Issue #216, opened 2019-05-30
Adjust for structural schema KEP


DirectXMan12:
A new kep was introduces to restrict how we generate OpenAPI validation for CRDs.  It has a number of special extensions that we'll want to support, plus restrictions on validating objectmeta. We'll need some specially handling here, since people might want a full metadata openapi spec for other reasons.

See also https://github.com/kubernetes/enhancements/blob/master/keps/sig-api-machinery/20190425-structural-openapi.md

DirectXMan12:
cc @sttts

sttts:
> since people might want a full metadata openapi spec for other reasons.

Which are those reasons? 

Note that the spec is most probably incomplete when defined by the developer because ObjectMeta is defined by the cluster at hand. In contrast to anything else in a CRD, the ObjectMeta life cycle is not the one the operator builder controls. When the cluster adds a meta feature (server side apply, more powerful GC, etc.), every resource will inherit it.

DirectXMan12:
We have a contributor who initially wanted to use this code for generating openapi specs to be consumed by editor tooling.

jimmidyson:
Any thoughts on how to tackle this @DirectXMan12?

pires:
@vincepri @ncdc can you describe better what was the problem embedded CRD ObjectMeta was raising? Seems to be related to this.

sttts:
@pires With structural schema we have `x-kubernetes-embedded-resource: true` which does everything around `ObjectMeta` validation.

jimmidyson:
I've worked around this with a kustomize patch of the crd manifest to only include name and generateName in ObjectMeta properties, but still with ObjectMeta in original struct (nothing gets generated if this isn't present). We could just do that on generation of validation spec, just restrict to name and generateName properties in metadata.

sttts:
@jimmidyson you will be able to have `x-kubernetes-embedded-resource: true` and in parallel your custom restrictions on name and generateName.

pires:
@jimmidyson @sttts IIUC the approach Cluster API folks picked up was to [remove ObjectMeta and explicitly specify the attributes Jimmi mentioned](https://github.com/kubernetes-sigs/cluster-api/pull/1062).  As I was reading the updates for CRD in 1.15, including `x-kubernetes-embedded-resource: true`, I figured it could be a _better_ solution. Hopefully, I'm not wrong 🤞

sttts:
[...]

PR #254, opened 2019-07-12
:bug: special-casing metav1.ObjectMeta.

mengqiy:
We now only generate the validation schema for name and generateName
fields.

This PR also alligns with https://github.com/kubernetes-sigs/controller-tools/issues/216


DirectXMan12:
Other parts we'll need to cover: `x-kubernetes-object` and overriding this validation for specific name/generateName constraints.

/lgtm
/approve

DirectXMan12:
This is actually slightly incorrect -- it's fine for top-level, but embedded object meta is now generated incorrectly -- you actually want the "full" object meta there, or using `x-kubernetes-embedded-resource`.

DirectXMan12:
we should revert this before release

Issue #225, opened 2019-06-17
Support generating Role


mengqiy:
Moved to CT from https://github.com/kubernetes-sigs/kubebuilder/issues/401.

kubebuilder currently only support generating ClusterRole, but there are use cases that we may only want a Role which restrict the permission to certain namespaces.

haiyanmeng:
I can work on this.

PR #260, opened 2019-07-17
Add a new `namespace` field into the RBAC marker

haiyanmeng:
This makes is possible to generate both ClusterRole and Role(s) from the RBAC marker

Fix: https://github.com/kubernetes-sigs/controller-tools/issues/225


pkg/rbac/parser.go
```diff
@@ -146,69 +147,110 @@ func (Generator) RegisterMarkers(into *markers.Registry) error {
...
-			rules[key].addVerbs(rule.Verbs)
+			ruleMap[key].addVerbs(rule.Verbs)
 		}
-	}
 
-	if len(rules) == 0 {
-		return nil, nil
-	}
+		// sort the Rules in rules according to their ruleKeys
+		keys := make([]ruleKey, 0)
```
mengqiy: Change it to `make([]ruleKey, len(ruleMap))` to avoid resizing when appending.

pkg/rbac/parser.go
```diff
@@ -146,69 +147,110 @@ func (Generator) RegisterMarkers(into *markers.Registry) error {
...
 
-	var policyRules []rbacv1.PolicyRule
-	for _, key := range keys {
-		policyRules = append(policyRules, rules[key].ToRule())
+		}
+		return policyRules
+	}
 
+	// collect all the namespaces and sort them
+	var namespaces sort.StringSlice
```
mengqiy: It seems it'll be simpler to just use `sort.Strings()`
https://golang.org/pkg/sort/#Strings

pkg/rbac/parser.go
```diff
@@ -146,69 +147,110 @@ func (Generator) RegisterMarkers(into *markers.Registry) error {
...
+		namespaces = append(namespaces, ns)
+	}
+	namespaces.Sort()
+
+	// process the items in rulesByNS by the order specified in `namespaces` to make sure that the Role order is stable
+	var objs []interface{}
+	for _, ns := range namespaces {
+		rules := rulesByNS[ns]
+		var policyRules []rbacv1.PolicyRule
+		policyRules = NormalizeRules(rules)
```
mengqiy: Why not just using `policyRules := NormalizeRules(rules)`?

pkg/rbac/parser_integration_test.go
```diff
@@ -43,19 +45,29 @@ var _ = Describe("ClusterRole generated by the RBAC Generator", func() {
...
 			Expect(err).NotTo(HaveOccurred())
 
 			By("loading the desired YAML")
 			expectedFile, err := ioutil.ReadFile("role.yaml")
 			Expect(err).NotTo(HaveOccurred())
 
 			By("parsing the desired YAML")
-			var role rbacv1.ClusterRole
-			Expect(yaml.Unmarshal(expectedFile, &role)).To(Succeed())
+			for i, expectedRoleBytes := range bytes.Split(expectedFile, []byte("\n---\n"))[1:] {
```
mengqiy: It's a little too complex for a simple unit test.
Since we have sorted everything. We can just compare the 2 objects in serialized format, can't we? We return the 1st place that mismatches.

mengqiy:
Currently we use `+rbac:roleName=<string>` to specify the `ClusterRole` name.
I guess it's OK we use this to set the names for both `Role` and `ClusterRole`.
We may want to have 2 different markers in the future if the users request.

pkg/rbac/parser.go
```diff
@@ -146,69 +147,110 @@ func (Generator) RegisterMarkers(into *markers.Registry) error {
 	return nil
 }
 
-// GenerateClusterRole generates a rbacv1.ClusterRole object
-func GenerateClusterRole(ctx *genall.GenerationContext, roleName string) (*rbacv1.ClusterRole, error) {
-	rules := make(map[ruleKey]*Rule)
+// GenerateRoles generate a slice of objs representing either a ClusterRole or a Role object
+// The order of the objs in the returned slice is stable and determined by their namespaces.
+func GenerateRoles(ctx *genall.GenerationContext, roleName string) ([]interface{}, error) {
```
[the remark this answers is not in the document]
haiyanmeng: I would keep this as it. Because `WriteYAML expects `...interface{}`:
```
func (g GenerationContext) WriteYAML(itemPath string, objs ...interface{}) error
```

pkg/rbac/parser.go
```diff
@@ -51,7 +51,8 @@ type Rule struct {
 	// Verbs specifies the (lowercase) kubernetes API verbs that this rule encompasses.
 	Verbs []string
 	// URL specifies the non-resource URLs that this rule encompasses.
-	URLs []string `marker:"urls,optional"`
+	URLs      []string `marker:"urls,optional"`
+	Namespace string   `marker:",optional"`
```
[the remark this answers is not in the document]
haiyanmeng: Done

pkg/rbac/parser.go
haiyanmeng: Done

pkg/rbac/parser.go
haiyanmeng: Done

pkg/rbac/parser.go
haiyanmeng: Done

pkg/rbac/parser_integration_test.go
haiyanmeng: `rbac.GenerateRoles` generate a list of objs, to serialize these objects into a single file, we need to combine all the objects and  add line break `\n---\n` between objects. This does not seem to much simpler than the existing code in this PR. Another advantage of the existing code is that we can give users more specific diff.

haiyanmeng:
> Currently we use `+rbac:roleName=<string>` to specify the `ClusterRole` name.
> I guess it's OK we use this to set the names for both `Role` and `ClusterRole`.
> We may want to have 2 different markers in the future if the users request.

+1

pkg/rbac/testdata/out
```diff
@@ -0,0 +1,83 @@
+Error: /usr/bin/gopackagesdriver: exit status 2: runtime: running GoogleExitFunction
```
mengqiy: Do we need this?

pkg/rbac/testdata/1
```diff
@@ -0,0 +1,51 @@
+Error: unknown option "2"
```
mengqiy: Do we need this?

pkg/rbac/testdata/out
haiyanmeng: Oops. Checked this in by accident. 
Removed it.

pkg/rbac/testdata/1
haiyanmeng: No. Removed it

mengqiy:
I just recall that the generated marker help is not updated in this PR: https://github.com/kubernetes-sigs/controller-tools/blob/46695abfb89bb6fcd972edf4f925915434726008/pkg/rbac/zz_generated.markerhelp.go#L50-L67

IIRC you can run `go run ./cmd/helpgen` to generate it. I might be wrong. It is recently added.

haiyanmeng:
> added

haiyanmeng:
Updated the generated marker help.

§ **Task item**: Nothing should appear in the answer except the lines from the one with "Removed it." through the final line of the records, written exactly.

§ **Exercise output**:
Removed it.

pkg/rbac/testdata/1
haiyanmeng: No. Removed it

mengqiy:
I just recall that the generated marker help is not updated in this PR: https://github.com/kubernetes-sigs/controller-tools/blob/46695abfb89bb6fcd972edf4f925915434726008/pkg/rbac/zz_generated.markerhelp.go#L50-L67

IIRC you can run `go run ./cmd/helpgen` to generate it. I might be wrong. It is recently added.

haiyanmeng:
> added

haiyanmeng:
Updated the generated marker help.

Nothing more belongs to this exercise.